La muerte se lo llevó una tarde. Murió como lo hacen todos los niños tristes: sin preguntar por qué, sin sábanas blancas, sin juguetes, sin canciones. Ahora duerme bajo el cielo, tan presente en la tierra donde una vaga sombra trae el recuerdo sobre el que discurren viejas voces y andan viejos pasos.
Ya no existe la casa en la que vivió, distante de todos, de la iglesia, de la escuela, de la gente. Las siluetas de la vida traspasan el tiempo, y las imágenes se desvelan.

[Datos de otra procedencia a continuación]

Issue #2533, opened 2020-11-18
Enable the module list to appear in the right hand Blackboard LTI selection session


cbeach47:
**Is your feature request related to a problem? Please describe.**
With the modern Blackboard LTI integration , the course list no longer shows up on the right-hand side of the selection session. 

**Describe the solution you'd like**
This will require REST calls to the Bb site to build out the course list.

**Describe alternatives you've considered**
Blackboard doesn't send course lists with their LTI launches, thus the need for Bb REST calls.

cathfitz:
@cbeach47 has testing been completed for this issue? Can it now be closed?

cbeach47:
sry, yes

PR #2581, opened 2020-12-03
Enable course folder selection in Bb LTI flow

cbeach47:
History: #2533 

##### Checklist
- [x] commit message follows [commit guidelines][] - will squash the commits
- [N/A] tests are included - no Bb LTI / REST tests exist
- [x] documentation is changed or added - will be opening a PR against the doc site shortly

##### Description of change
The Bb LTI flow now offers the configuration to enable the right-hand course folder selection area.  This existed in the B2 / WS flows with Bb, and is now being recreated in the LTI / REST flows.

This also fixes some caching issues with the original LTI / REST flows.

Original (single folder) view:
image

The now enhanced multi-folder view :
image

This has only been confirmed to work in the original oEQ UX and the Bb original courses.  Bb ultra course appear to add the content (no errors), but the content does not show up in the lesson modules.

To enable (I will add this to the documentation):
* Set the LTI Tool Provider placement URL to:
```
{oEQ-URL}/ltisignon.do?action=structured&connector_uuid={backing-oeq-external-system-connector}
```
* Add the custom parameters:
```
course_id=@X@course.pk_string@X@
content_id=@X@content.id@X@
```


Source/Plugins/Core/com.equella.core/src/com/tle/core/connectors/blackboard/service/impl/BlackboardRESTConnectorServiceImpl.java
```diff
@@ -299,46 +326,161 @@ private Content getContentBean(Connector connector, String courseID, String fold
...
+    for (ConnectorFolder folder : folders) {
+      ConnectorFolder foundFolder = findFolder(folder, folderId);
+      if (foundFolder != null) {
+        return foundFolder.getFolders();
+      }
+    }
+
+    // Cache of folders exist, but folderId was not found
+    return null;
+  }
```
edalex-ian, line 348: My initial reaction here is that it'd be great to see these use Java 8 features, and specifically `Stream`. However I appreciate it's calling a recursive function and so you want it to end execution on the first match (to avoid unnecessary tree walking).

But it would still be great if you could use the Java 8 `forEach` and perhaps an `Optional` around the search with `findFolder`. Just helps to make the code a bit more robust.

El niño triste era la pálida luz de un niño, flaco y de piernas largas que terminaban en unos pies anchos. Su rostro era grotesco, falto de expresión, y sus ojos desmesuradamente abiertos. Nadie se extrañaba al contemplarlo así, consumido, repulsivo. Todos se habían acostumbrado a su presencia. Le vieron nacer y crecer como una flor más, como un árbol más. Los perros no le ladraban, los viejos le
miraban en silencio y le veían como una equivocación de la vida; los niños, los otros niños, se reían de él.
El niño triste se acercaba todas las tardes al pequeño arroyo. Algunas veces, sus ojos se posaban en la parte próxima de la corriente y luego iban alejándose poco a poco, buscando un punto lejano del horizonte. En otras ocasiones, recogía piedrecillas del suelo que después arrojaba al agua entre salpicaduras de espuma blanca. Era su mejor juego, ver como se hundían y como montones de burbujas se desprendían de la profundidad, cobrando impulso, unas tras otras, para llegar a la superficie. Allí se arrumbaba casi feliz, derritiendo su corazón sobre el agua, día tras día.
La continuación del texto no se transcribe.